> Material shown:
>>>>
PR #128, opened 2015-08-11
Allow TOSAccept on Account update

telecoda:
Updating terms of service, was only supported on Account create, NOT Account update.

Fixes incorrect parameter name on TransferSchedules


kyleconroy:
:see_no_evil: That typo...

Thanks for the change.

PR #131, opened 2015-08-13
Use top level refund endpoints.

cupcait:
TODO: change `beta_refunds` endpoint before merging, once non-beta endpoints have shipped.

r? @cosn 
cc @kyleconroy 

Note: I added a bunch of error raising because we noticed during debugging that a lot of things wouldn't be caught. If this is too much, let me know and I'm happy to remove.

Also - I wouldn't mind having a test to make sure that the list method works without the charge filter, but this returns a large set of results and I'm not sure verifying the size is straightforward with the returned iterator. Open to suggestions! Or I can leave as is.

### DIFF
--- a/refund.go
+++ b/refund.go
@@ -20,7 +20,6 @@ type RefundParams struct {
 // For more details see https://stripe.com/docs/api#list_refunds.
 type RefundListParams struct {
 	ListParams
-	Charge string
 }
 
 // Refund is the resource representing a Stripe refund.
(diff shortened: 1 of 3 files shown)


kyleconroy:
@cupcait you could add a `limit` filter to the list call to prevent fetching __all__ the refunds for the test account.

cosn:
:+1: 

(you'll also want to update `CHANGEDOC`, bump the version in `stripe.go` and then we'll need to tag once in master; i'm happy to take any/all of these)

cupcait:
Thanks! I've added another test for listing (with limit param). 

I'm happy to take the changelog/version tasks, but I don't remember what happens at release time vs now, in the PR - should I update the changelog now? (I think @kyleconroy knows this better than I do and should be able to help with the release when this goes out.)

kyleconroy:
No need to update the `CHANGEDOC` now. Whomever releases the new version will make that a separate commit.

PR #132, opened 2015-08-14
Detect nil `c.Card.Customer` during `PaymentSource.MarshalJSON()`

### LINKED ISSUE #118: Invalid memory address when json.Marshalling a charge response
I'm trying to save the charge response as an audit log in postgresql as a JSON field but whenever I try to `json.Marshal` the object I get an nil pointer reference.

The trace output shows the error as originating here: `github.com/stripe/stripe-go/payment_source.go:165` which is the `MarshalJSON()` method on the [`PaymentSource`](https://github.com/stripe/stripe-go/blob/master/payment_source.go#L144-L171)

It seems to be caused because `c.Card.Customer` is `nil` [here](https://github.com/stripe/stripe-go/blob/master/payment_source.go#L163).

I've created a work around for it that satisfies my use-case in which in the `MarshalJSON` method I check for the `c.Card.Customer` object and only assign the Customer if it's set:

```go
func (s *PaymentSource) MarshalJSON() ([]byte, error) {
	var target interface{}

	switch s.Type {
	case PaymentSourceBitcoinReceiver:
		target = struct {
			Type PaymentSourceType `json:"object"`
			*BitcoinReceiver
		}{
			Type:            s.Type,
			BitcoinReceiver: s.BitcoinReceiver,
		}
	case PaymentSourceCard:
		var customerID *string
		if s.Card.Customer != nil {
			customerID = &s.Card.Customer.ID
		}

		target = struct {
			Type     PaymentSourceType `json:"object"`
			Customer *string           `json:"customer"`
			*Card
		}{
			Type:     s.Type,
			Customer: customerID,
			Card:     s.Card,
		}
	case "":
		target = s.ID
	}

	return json.Marshal(target)
}
```

My code:

```go
sc := &client.API{}
sc.Init(stripeCredentials.TestKey, nil)

	Amount:    uint64(order.TotalIncTax * 100),
	Currency:  currency.GBP,
	Desc:      "Payment To " + store.Name + " for Your Order #" + strconv.FormatInt(order.ExternalID, 10),
	NoCapture: true,
}

chargeParams.Params.IdempotencyKey = stripe.NewIdempotencyKey()

chargeParams.SetSource(&stripe.CardParams{
	Number:   cardDetails.CardNumber,
	Month:    cardDetails.ExpiryMonth,
	Year:     cardDetails.ExpiryYear,
	CVC:      cardDetails.CVC,
	Address1: order.BillingAddress.Line1,
	Address2: order.BillingAddress.Line2,
	City:     order.BillingAddress.City,
	State:    order.BillingAddress.State,
	Zip:      order.BillingAddress.PostalCode,
	Country:  order.BillingAddress.CountryISO,
})

charge, err := sc.Charges.New(chargeParams)

// This method appends the passed value to the transaction AuditLog field which is then json.Marshalled()
// This call only fails if the charge object is passed in. Anything else works
transaction.AddAuditLog(&TransactionAuditLog{
    Error: err,
    Response: charge,
})
```

chakrit:
Fix #118 (code by @imjoshholloway)

### DIFF
--- a/payment_source.go
+++ b/payment_source.go
@@ -154,15 +154,21 @@ func (s *PaymentSource) MarshalJSON() ([]byte, error) {
 			BitcoinReceiver: s.BitcoinReceiver,
 		}
 	case PaymentSourceCard:
+		var customerID *string
+		if s.Card.Customer != nil {
+			customerID = &s.Card.Customer.ID
+		}
+
 		target = struct {
 			Type     PaymentSourceType `json:"object"`
-			Customer string            `json:"customer"`
+			Customer *string           `json:"customer"`
 			*Card
 		}{
 			Type:     s.Type,
-			Customer: s.Card.Customer.ID,
+			Customer: customerID,
 			Card:     s.Card,
 		}
+
 	case "":
 		target = s.ID
 	}


imjoshholloway:
Thanks @chakrit! Much appreciated :+1:

kyleconroy:
\o/ Thanks for the change :+1:

PR #134, opened 2015-08-25
Add Metadata When Creating a Charge

coreymgilmore:
The official Stripe golang library does not allow for adding metadata when creating a charge.  This ability is available in other languages.  This update just allows the golang library to do this as well.

It is a pretty simple update: it allows a user to add a map of type map[string]string fields to the "Meta" struct field in the ChargeParams struct.  This map is then broken out into individual key/value pairs that are appended to the POST request body.  The important part to note is that each key is appended to the "metadata" field like so: metadata[key].


kyleconroy:
@coreymgilmore This change looks good, but can you please back out the README deletion change? That seems unrelated.

kyleconroy:
Actually, it looks like metadata is already supported. `ChargeParams` embeds the `Params` struct which has support for metadata. The following will work:

```go
params := ChargeParams{}
params.AddMeta("key", "value)
```

coreymgilmore:
@kyleconroy Thanks for the `params.AddMeta()` hint.  That makes this wayyyyy easier.

On an aside: I must say, I think the Golang documentation is on the worse side of okay.  I end up digging through the source code more than the api reference on the Stripe website!  This should definitely be something documented in the official docs.

kyleconroy:
I'm not sure I agree with you. This is documented in the metadata section on the Stripe website. https://stripe.com/docs/api#metadata

coreymgilmore:
@kyleconroy disregard that....it just is in the "metadata" category.  Ha!  I was looking around in the charges, customer,... categories in the docs.  Thanks!

PR #138, opened 2015-08-31
Add expandable parameters to ListParams

### LINKED ISSUE #119: Customer Email and Desc params aren't loaded
I can load a customer via customer.Get(customerId) directly and see the Email and Desc correctly. 

However, if I load all charges for that same customer using charge.List(), and then try to access charge.Customer.Desc and charge.Customer.Email, they are both always blank.

I was expecting charge.Customer to display all attributes from the Customer struct.

In the ruby client, I'm able to pass expand: ['data.customer'] to load the details of the customer. However, I don't see how to do so using ChargeListParams or ListParams.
<<<<
> What is needed: Your answer should consist of all lines in the listing above that contain "Email".

> Solution to this problem:
### LINKED ISSUE #119: Customer Email and Desc params aren't loaded
I can load a customer via customer.Get(customerId) directly and see the Email and Desc correctly. 
However, if I load all charges for that same customer using charge.List(), and then try to access charge.Customer.Desc and charge.Customer.Email, they are both always blank.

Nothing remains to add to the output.